We are only beginning to appreciate how behavioral epigenetics can help us understand the emergence of childhood disorders. Perhaps equally as important, research might someday be helpful in developing medications that can affect epigenetic structures, genetic expression, and risk for mental health problems (Nigg, 2016b).
Review
According to the diathesis–stress model, children must have both (1) a genetic risk and (2) an environmental stressor to develop a disorder. The model helps explain multifinality, that is, the tendency of children with similar genes or experiences to have different outcomes.
The gene–environment correlation model assumes that our genes and environments are related. There are three types of gene–environment correlations: passive, evocative, and active. Their relative importance changes across development.
Epigenetic structures (e.g., methyl tags and histones) can turn genes “on” or “off.” These structures, which are not part of children’s genotype, can be altered by environmental experiences and passed down from one generation to the next.
How Does the Brain Change Across Development?
Scientific advances have given us increasingly more detailed pictures of the brain and nervous system from infancy through adolescence. Studies examining children over time have yielded several principles of brain development (Roberts, 2020).
1. The brain consists of 100 billion neurons.
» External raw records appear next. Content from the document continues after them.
PR #61, opened 2016-06-16
Chrome: also override Browser2

AdFad666:
https://android.googlesource.com/platform/packages/apps/Browser2/

This is used on AOSP Master branches

### DIFF
--- a/modules/Chrome/Android.mk
+++ b/modules/Chrome/Android.mk
@@ -5,6 +5,6 @@ LOCAL_MODULE := Chrome
 LOCAL_PACKAGE_NAME := com.android.chrome
 
 GAPPS_LOCAL_OVERRIDES_MIN_VARIANT := stock
-GAPPS_LOCAL_OVERRIDES_PACKAGES := Browser BrowserProviderProxy Chromium Fluxion Gello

A neuron is a nerve cell that is typically very narrow and very long. Most neurons are small. You could place 50 neurons side by side within the period that ends this sentence. Neurons vary from 1 millimeter to more than 1 meter in length. Neurons are also very numerous; if you counted each neuron in your brain, one neuron per second, it would take you more than 3,000 years to finish.
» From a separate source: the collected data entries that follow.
PR #62, opened 2016-06-17
Prevent GoogleCalculator be called by L

alviteri:
…led by L


alviteri:
GoogleTTS is already called  by pico https://github.com/opengapps/aosp_build/blob/master/opengapps-packages.mk#L19

also if you set GoogleCalculator package in your L enviroment then it will be called and the build will crash

Blystad:
GoogleTTS isn't doubled. In the base package it's included for M and newer (since the setup wizard needs it), while the other check is if its L or older.

So, please revert the GoogleTTS part.

Calculator Google, sure, I would love to merge that part. :)

alviteri:
ok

The structure of a neuron can tell us something about its function. The center of most neurons contains the cell body. Its main purpose is to perform metabolic functions for the cell, that is, to keep the cell alive. The neuron also has dendrites, fingerlike appendages that receive information from either outside stimuli (e.g., light, pressure) or other neurons. Finally, the neuron has a longer axon, which relays information from the dendrites and cell body to the terminal endings of the neuron. Neurons relay information electrically, by controlling the positively and negatively charged particles that are allowed to enter the cell. Information is conducted down the axon in a manner analogous to electricity flowing down a wire. Mammalian axons are wrapped in a fatty substance called myelin (produced by Schwann cells), which increases conduction and speeds the electrical impulse (Image 2.5).